Task requirements.
After reading the records, print them all again exactly as they stand.

Stored entries.

== Segment start ==

PR #324, opened 2015-05-21
Frustum Culling added

moshme:
The vectors needed in the function are created on object creation once and not every function call to do not stress the garbage collector to much, because the function is called every frame..

### DIFF
--- a/src/com/nilunder/bdx/Bdx.java
+++ b/src/com/nilunder/bdx/Bdx.java
@@ -183,7 +183,7 @@ public class Bdx{
 			Gdx.gl.glClear(GL20.GL_DEPTH_BUFFER_BIT);
 			modelBatch.begin(scene.cam);
 			for (GameObject g : scene.objects){
-				if (g.visible()){
+				if (g.visible() && g.insideFrustum()){
 					modelBatch.render(g.modelInstance, scene.environment);
 				}
 			}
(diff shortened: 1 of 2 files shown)


GoranM:
It seems that you added an empty file called "git". I assume this was by accident. If so, please remove it. If not, please explain why it was added.

Vector3f methods like plus and minus allocate new vectors ... In general, I don't think we should worry about "stressing the garbage collector", until that actually becomes a problem. So, for now, it would be ok to simply allocate the required vectors locally, in the method.

The comment seems unnecessary; The method name is pretty clear.

rafcolson:
Also note that ```Vector3f(0, 0, 0)``` could simply be ```Vector3f()```. See [docs](http://download.java.net/media/java3d/javadoc/1.5.1/javax/vecmath/Vector3f.html#Vector3f()).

== Segment end ==

Your solution.
PR #324, opened 2015-05-21
Frustum Culling added

moshme:
The vectors needed in the function are created on object creation once and not every function call to do not stress the garbage collector to much, because the function is called every frame..

### DIFF
--- a/src/com/nilunder/bdx/Bdx.java
+++ b/src/com/nilunder/bdx/Bdx.java
@@ -183,7 +183,7 @@ public class Bdx{
 			Gdx.gl.glClear(GL20.GL_DEPTH_BUFFER_BIT);
 			modelBatch.begin(scene.cam);
 			for (GameObject g : scene.objects){
-				if (g.visible()){
+				if (g.visible() && g.insideFrustum()){
 					modelBatch.render(g.modelInstance, scene.environment);
 				}
 			}
(diff shortened: 1 of 2 files shown)


GoranM:
It seems that you added an empty file called "git". I assume this was by accident. If so, please remove it. If not, please explain why it was added.

Vector3f methods like plus and minus allocate new vectors ... In general, I don't think we should worry about "stressing the garbage collector", until that actually becomes a problem. So, for now, it would be ok to simply allocate the required vectors locally, in the method.

The comment seems unnecessary; The method name is pretty clear.

rafcolson:
Also note that ```Vector3f(0, 0, 0)``` could simply be ```Vector3f()```. See [docs](http://download.java.net/media/java3d/javadoc/1.5.1/javax/vecmath/Vector3f.html#Vector3f()).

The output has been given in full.